Au cours de ses interviews, il mentionne à plusieurs reprises l'article 73 du code de procédure pénale pour justifier sa tentative de participer à l'interpellation de manifestants jugés violents. "J'aurais dû laisser faire les CRS", concède Vincent Crase, tout en maintenant avoir "eu le sentiment de se faire agresser"

Sur la gestion de l'affaire Benalla : "J'ai l'impression que tous savaient"

L'affaire Benalla éclate le 18 juillet à la suite des révélations du Monde. "Sans cette vidéo, il n'y aurait pas eu de problème", tranche Vincent Crase. Il assure que lui et son ami savaient dès le 1er mai que des vidéos où on les voit en train de molester des manifestants avaient été tournées et que le président de la République était au courant. Le délai de réaction de l'Elysée étonne toujours l'ancien chef de sécurité de LREM. "J'ai l'impression que tous savaient et qu'ils se sont refilés la patate chaude. S'il y avait eu une sanction directe, ferme, définitive, il n'y aurait pas eu d'affaire Benalla. Ils ont pataugé dans la semoule", déclare-t-il au Parisien. Il tient toutefois à dédouaner le chef de l'Etat. 

Ce n'est pas au président qu'il faut le reprocher mais à ses communicants.

Vincent Crase

à RTL

Vincent Crase insiste également sur la responsabilité des médias, qui ont donné selon lui des "proportions folles" à ce qu'il assume être une faute de sa part et de celle d'Alexandre Benalla. 

Sur l'affaire du contrat russe : "294 000 euros" pour assurer la sécurité d'un oligarque

Après avoir été débarqué par LREM le 31 juillet à la suite du scandale, Vincent Crase décroche un emploi via une société privée de sécurité, Velours, pour laquelle a déjà travaillé Alexandre Benalla il y a quelques années. Vincent Crase signe un contrat de l'ordre de "294 000 euros", selon lui, pour assurer la sécurité d'Iskander Makhmudov.

Cet oligarque russe a été régulièrement décrit comme un "proche de Poutine", ce que conteste Vincent Crase auprès de Paris-Normandie. Son contrat, explique-t-il, "prévoyait d'assurer la sécurité et l'accompagnement des enfants de ce monsieur, scolarisés à Monaco, ainsi que la sécurité et l'accompagnement de M. Makhmudov – que je n'ai jamais rencontré et donc, a fortiori, Alexandre Benalla non plus – lorsqu'il viendrait en France. Chose qu'il n'a jamais faite durant les trois mois de ce contrat."

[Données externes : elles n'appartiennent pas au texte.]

PR #327, opened 2016-09-05
Make graph implementation generic and add new methods

sihil:
In preparation for overhauling the resolver I've made the new graph type I built generic and made it somewhat more fully featured. 

Making it generic makes it possible to map from a graph of one type to a graph of a different type - for example this makes it possible to resolve a graph of recipes as the first step and then map the recipes into deployments as a second step rather than doing everything at once.

I've also moved priority onto the edge instead of the node. Turns out that it makes merging graphs like the following much easier as nodes are easily discoverable within the edges and nodes without having to workaround priorities. Other methods are easier to implement too.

Sur son séjour en prison : "C'est un autre monde"

Alexandre Benalla et Vincent Crase ont été placés en détention provisoire pendant une semaine pour violation de leur contrôle judiciaire en février. Un séjour en prison consécutif à la diffusion d'enregistrements dévoilés par Mediapart où l'on peut entendre les deux hommes discuter de l'affaire, alors que leur contrôle judiciaire le leur interdit. Le 19 février, le premier est incarcéré à la prison de la Santé à Paris quand Vincent Crase rejoint le centre pénitentiaire de Bois-d'Arcy (Yvelines) pendant la nuit.

Un court séjour sur lequel revient l'ex-responsable de la sécurité de LREM. "C'est un autre monde. J'avais fait des transfèrements judiciaires en tant que gendarme. Et là, je passe de l'autre côté du miroir", raconte Vincent Crase à Paris-Normandie. "La semaine qu'a duré mon incarcération s'est passée aussi bien que cela pouvait se passer. Je pouvais aller à la bibliothèque, au sport, à la douche tous les jours, télé dans la petite cellule, nourriture correcte... Je me disais que quatre mois, ça allait être très long surtout pour ma femme et mes enfants", poursuit le père de trois enfants.

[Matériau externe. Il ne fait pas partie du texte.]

PR #328, opened 2016-09-06
Make the continous deployments Dynamo table name configurable

cb372:
Corresponding CloudFormation change: https://github.com/guardian/deploy-tools-platform/pull/38

### DIFF
--- a/riff-raff/app/conf/context.scala
+++ b/riff-raff/app/conf/context.scala
@@ -65,7 +65,7 @@ class Configuration(val application: String, val webappConfDirectory: String = "
       credentialsProviderChain(None, None),
       new ClientConfiguration()
     )
-    val dynamoTableName = configuration.getStringProperty("continuousDeployment.dynamoTable").getOrException("Dynamo table name for continous deployment configs not configured")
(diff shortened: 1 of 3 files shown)


sihil:
For mongo there is a 'collection prefix' that was used for allowing PROD/CODE to share the same database. Should we re-use that sort of pattern here?

cb372:
I think if we add any more Dynamo tables, we should just follow the simple convention that the stage name is always appended to the table name (e.g. `my-table-PROD` and `my-table-CODE`), so we won't need to list each table name individually in the config file.

Unfortunately this table was created without following that convention so we need special treatment here.

philwills:
I'm not completely convinced there's a great advantage to having separate tables for different environments, but if you do go down that route, it's easy enough to migrated data of this size from one table to another and I'd prefer that to having a one off exception.

cb372:
Closing. As discussed offline, I'll make a new PR that makes Riff Raff use the convention of appending the stage name to all Dynamo tables. 

I'll also do the CloudFormation dance to create a new `continuous-deployment-config` table that follows the convention and migrate the data to it.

Les avocats d'Alexandre Benalla et Vincent Crase déposent une demande de libération conditionnelle, une semaine plus tard. Le mardi 26 février, la chambre d'instruction valide la requête et décide de lever leur incarcération. "Quand j'ai appris que je sortais au bout d'une semaine, c'était la joie. Ce qui est fou, c'est que je l'ai appris par la télé", se rappelle Vincent Crase. Les deux hommes sont toujours placés sous contrôle judiciaire et ont interdiction de se parler.